All of lore.kernel.org
 help / color / mirror / Atom feed
From: Alexei Starovoitov <alexei.starovoitov@gmail.com>
To: Martin KaFai Lau <kafai@fb.com>
Cc: davem@davemloft.net, daniel@iogearbox.net, andrii@kernel.org,
	netdev@vger.kernel.org, bpf@vger.kernel.org, kernel-team@fb.com
Subject: Re: [PATCH v5 bpf-next 04/11] bpf: Add map side support for bpf timers.

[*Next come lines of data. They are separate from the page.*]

PR #95, opened 2021-03-07
Changes registry test helper to support non-localhost

micahyoung:
This is useful for consumers of DockerRegistry helper, particularly lifecycle (maybe pack, whose [impl](https://github.com/buildpacks/pack/blob/main/testhelpers/registry.go#L182) this was based on and already supports this), when running test containers that access the separate registry container, listening on a published host port. Currently, this was only possible with `--network=host` which can't be used on Windows. This also lets a Unix workstation run tests against a remote Windows (or any arch/OS) daemon with `DOCKER_HOST=tcp://<daemon host>` set.

The test registry now has a `Host` field, whose value is autodetected from the host and which can be used in image refs that need to be written to it: ex: `registry.Host + ":" + registry.Port + "/image-name:tag"`.

The logic to detect the host IP:
  - Any exact IPs (`<host IP>/32`) in `insecure-registry` entries, assume that's the host's IP
  - ... or, fallback to "localhost"

This does not change the current behavior for imgutil when running on GHA, which has none of the above set so will use "localhost".

This also replaces `stefanscherer/registry-windows`, which had a bug where it would return sporadic 503s. This bug appears fixed in docker-distribution 2.7.1 but the image hasn't been update for over 2 years. This is replaced with a newly created [`micahyoung/registry`](https://github.com/micahyoung/registry-image) which hosts equivalent Windows & Linux AMD64/ARM images in a single manifest list and is updated automatically through GHA. This should make the test registry behave as consistently as possible, regardless of the OS/Arch. I'd be happy to donate this to `buildpacks` org or even move the `Dockerfile`s into this repo to be built on-demand.

(updated, remove extra registry host detection logic for simplicity)

### DIFF
--- a/remote/remote_test.go
+++ b/remote/remote_test.go
@@ -8,6 +8,8 @@ import (
 	"testing"
 	"time"
 
+	"github.com/google/go-containerregistry/pkg/name"
+
 	"github.com/google/go-containerregistry/pkg/authn"
 	"github.com/sclevine/spec"
 	"github.com/sclevine/spec/report"
@@ -17,7 +19,7 @@ import (
 	h "github.com/buildpacks/imgutil/testhelpers"
 )
 
-var dockerRegistry *h.DockerRegistry
+var dockerRegistry, readonlyDockerRegistry *h.DockerRegistry
 
 func newTestImageName(providedPrefix ...string) string {
 	prefix := "pack-image-test"
@@ -35,9 +37,15 @@ func TestRemote(t *testing.T) {
 	h.AssertNil(t, err)
 	defer os.RemoveAll(dockerConfigDir)
 
-	dockerRegistry = h.NewDockerRegistryWithAuth(dockerConfigDir)
+	sharedStorageOpt := h.WithSharedStorageVolume("test-registry-volume" + h.RandString(10))
+
+	dockerRegistry = h.NewDockerRegistry(h.WithAuth(dockerConfigDir), sharedStorageOpt)
 	dockerRegistry.Start(t)
 	defer dockerRegistry.Stop(t)
+
+	readonlyDockerRegistry = h.NewDockerRegistry(sharedStorageOpt)
+	readonlyDockerRegistry.Start(t)
+	defer readonlyDockerRegistry.Stop(t)
 
 	os.Setenv("DOCKER_CONFIG", dockerRegistry.DockerDirectory)
 	defer os.Unsetenv("DOCKER_CONFIG")
@@ -76,6 +84,13 @@ func testImage(t *testing.T, when spec.G, it spec.S) {
 				arch, err := img.Architecture()
 				h.AssertNil(t, err)
 				h.AssertEq(t, arch, "amd64")
+			})
+
+			it("fails to save to read-only registry", func() {
+				readOnlyRepoName := readonlyDockerRegistry.RepoName("pack-image-test" + h.RandString(10))
+				img, err := remote.NewImage(readOnlyRepoName, authn.DefaultKeychain)
+				h.AssertNil(t, err)
+				h.AssertError(t, img.Save(), "Method Not Allowed")
 			})
 		})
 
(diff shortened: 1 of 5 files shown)


micahyoung:
For reference, lifecycle Draft PR (with analyzer tests enabled for Windows): https://github.com/buildpacks/lifecycle/pull/541

ekcasey:
Looks good, but I do worry a touch about making it so easy to open up a totally unauthenticated registry on a public network. The analyzer tests specifically tests scenarios when auth is not required to pull images. Could we do either or both
* Make the registry created with `NewDockerRegistry` require auth to write but not to read?
* Rename `NewDockerRegistry` to something like `NewDockerRegistryWithoutAuth` (or `NewDockerRegistryWithPublicRead` if we do the bullet point above) and add a doc comment telling folks to be careful if/when they use this that they have other network-level protections in place.

micahyoung:
@ekcasey Great points. I'll take a pass a public-read/authenticated-write as the overridable defaults (with very explicit warnings).

micahyoung:
I updated this with the readwrite-with-auth/readonly-without-auth approach and added some (hopefully) useful test coverage to ensure these get helpers get exercised. I added registry helper options for auth and shared-volumes.  I bumped https://github.com/buildpacks/lifecycle/pull/541 to show how the dual-registry-shared-data works and everything is green.

testhelpers/testhelpers.go
```diff
@@ -177,8 +179,25 @@ func DockerRmi(dockerCli dockercli.CommonAPIClient, repoNames ...string) error {
 	return err
 }
 
-func PushImage(dockerCli dockercli.CommonAPIClient, ref string) error {
-	rc, err := dockerCli.ImagePush(context.Background(), ref, dockertypes.ImagePushOptions{RegistryAuth: "{}"})
+func PushImage(dockerCli dockercli.CommonAPIClient, refStr string) error {
+	ref, err := name.ParseReference(refStr, name.WeakValidation)
+	if err != nil {
+		return err
+	}
```
natalieparellano, line 186:
```suggestion
	}
	
```

testhelpers/docker_registry.go
```diff
@@ -103,34 +159,85 @@ func (r *DockerRegistry) Start(t *testing.T) {
...
 func (r *DockerRegistry) RepoName(name string) string {
-	return "localhost:" + r.Port + "/" + name
+	return r.Host + ":" + r.Port + "/" + name
 }
 
 func (r *DockerRegistry) EncodedLabeledAuth() string {
 	return base64.StdEncoding.EncodeToString([]byte(fmt.Sprintf(`{"username":"%s","password":"%s"}`, r.username, r.password)))
 }
 
+func DockerHostname(t *testing.T) string {
```
natalieparellano, line 202: Would it be worth adding a docs comment here describing the chain of precedence?

testhelpers/docker_registry.go
```diff
@@ -73,17 +95,51 @@ func (r *DockerRegistry) Start(t *testing.T) {
...
+	} else {
+		// make read-only without auth
+		readOnlyEnv := `REGISTRY_STORAGE_MAINTENANCE_READONLY={"enabled":true}`
+		registryEnv = append(registryEnv, readOnlyEnv)
+	}
+
+	var volumeBinds []string
+	var containerUser string
+	if r.volumeName != "" {
+		// try to create volumes that do not exist
```
natalieparellano, line 107:
```suggestion
		// try to create volumes that may exist
```

remote/remote_test.go
```diff
@@ -1027,6 +1042,33 @@ func testImage(t *testing.T, when spec.G, it spec.S) {
...
+			it("can be pulled from unauthenticated registry", func() {
+				img, err := remote.NewImage(repoName, authn.DefaultKeychain)
+				h.AssertNil(t, err)
+
+				err = img.SetLabel("mykey", "newValue")
+				h.AssertNil(t, err)
+
+				h.AssertNil(t, img.Save())
+
+				name, err := name.ParseReference(repoName, name.WeakValidation)
```
natalieparellano, line 1054: I'm a bit confused... how does this work? It looks like `repoName` is on the authenticated registry. Where are we pulling from the unauthenticated one?

micahyoung: Yeah, this could use some clarification. What it attempts to do is:
1. Write a new image on the auth'd registry with ref like: `localhost:5555/my-image-1234`
2. Parse out the name out of the auth'd ref: `my-image.1234`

Date: Thu, 8 Jul 2021 20:52:23 -0700	[thread overview]
Message-ID: <20210709035223.s2ni6phkdajhdg2i@ast-mbp.dhcp.thefacebook.com> (raw)
In-Reply-To: <20210709015119.l5kxp5kao24bjft7@kafai-mbp.dhcp.thefacebook.com>

On Thu, Jul 08, 2021 at 06:51:19PM -0700, Martin KaFai Lau wrote:
> > +
> >  /* Called when map->refcnt goes to zero, either from workqueue or from syscall */
> >  static void array_map_free(struct bpf_map *map)
> >  {
> > @@ -382,6 +402,7 @@ static void array_map_free(struct bpf_map *map)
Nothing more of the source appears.